Canada and China have signed a Foreign Investment Promotion and Protection Agreement (FIPA) intended to increase direct investment in both countries. Canada was scheduled to ratify the agreement some time in November. It was to take effect one month after ratification by both countries.
For Canadian investors, the effect of the ratified FIPA may be greater direct investment in China. Alternatively, Chinese investors will have the potential to drive expansion of operations located in Canada.
Designed to stimulate and protect Canadian and Chinese investments and investors, the agreement defines rules and obligations to regulate foreign investments to and from each country, including mandatory arbitration for dispute settlement.
The main obligations created by the agreement include: (i) non-discriminatory government treatment for investments made by Canadian investors in China and Chinese investors in Canada, (ii) provisions to protect investors in case of expropriation, and (iii) a defined dispute settlement mechanism.
Canada currently has 24 FIPAs in force. Most are similar in form and substance.
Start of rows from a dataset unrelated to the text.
PR #475, opened 2020-07-13
Fixed the issue that kube-up does not pick up etcd3.4.4-arktos.1

jshaofuturewei:
As title

### DIFF
--- a/cluster/gce/manifests/etcd-empty-dir-cleanup.yaml
+++ b/cluster/gce/manifests/etcd-empty-dir-cleanup.yaml
@@ -14,4 +14,4 @@ spec:
   dnsPolicy: Default
   containers:
   - name: etcd-empty-dir-cleanup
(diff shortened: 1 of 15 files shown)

The agreement with China differs by adopting standards more common in Chinese bilateral investment treaties. The main distinctions between the Canada-China agreement and the others are:
1. Agreement Lifespan of 31 Years
Unlike other FIPAs with an indefinite term and a termination provision with one year’s notice by either party, the Canada-China FIPA would have an initial lifespan of 15 years, with the standard one year notice for termination thereafter. If ratified, investments made prior to termination would be subject to the Canada-China FIPA for an additional 15 year period after the effective termination date. An investment made prior to its initial termination could be subject to the agreement for 31 years after its entry into force. For example, if the FIPA were ratified in 2012 and the investment was made during the last year of its operation (i.e. 2028), the FIPA would apply to that investment until 2043.
2. No ‘National Treatment’ at the Establishment and Acquisition Stage
A second key distinction in the Canada-China agreement is that it does not provide prospective new investments into China with ‘national treatment’ (where foreign firms are treated as though they were Chinese firms).
In other Canadian FIPAs, such as the one with Jordan, investors receive ‘national treatment’ at the establishment and acquisition stages. Although the Canada-China FIPA affords ‘most-favoured-nation treatment’ at the usual establishment and acquisition stages, it excludes ‘national treatment’ from these stages. In effect, the protection is limited to stages arising after a deal closes, including the expansion, management, conduct, operation and sale or other disposition of investments in its territory. This is more in line with practices found in other Chinese bilateral investment treaties than with those of Canada. The Investment Canada Act and its Chinese equivalent still apply, allowing both governments to veto investments at the establishment and acquisition stages when they are viewed as not providing a net benefit to their country.
3. Default Dispute Resolution Out of Public View
As in other FIPAs, Canada’s agreement with China provides for arbitration to settle disputes pertaining to breaches of the agreement. In contrast to the standard FIPAs, however, the arbitration hearings of the parties are, by default, private, unless the host government determines that it would be in the public interest to make the dispute resolution public. For example, an arbitration hearing for a Canadian investor in China claiming damages under the FIPA would be private unless China decided it was in the public interest to make it public. This is a departure from the general Canadian practice in other bilateral investment treaties.
As in other FIPAs, specified industries are explicitly exempt from the application of the Canada-China accord. In particular, measures pertaining to cultural industries (broadly defined to include publishing, film or video recordings, music recordings and radio communications) are excluded. Other exceptions include certain environmental measures, security matters, and the protection of essential security interests. Free trade areas, aviation, fisheries or maritime matters are excluded solely from the ‘most-favoured-nation treatment’ protection.
The expropriation provisions of the Canada-China FIPA are standard and prohibit the expropriation of investments or returns of investors, other than for a public purpose and against compensation at fair-market value. The mechanism for determining fair market value is specified in the FIPA.
The government of Canada believes that the Canada-China FIPA will promote greater direct investment between the two countries. Canadian and Chinese firms contemplating foreign direct investment in the other country should be aware that conflicts could be resolved by private arbitration should the host country decide public arbitration is not in the public interest.
In addition, the government of Canada can anticipate that it may experience several claims by Chinese firms given the increasing number of Chinese inbound investments in Canada. This may result in greater exposure by the Canadian government to potential damages if Chinese investors are wronged by the Canadian government’s actions.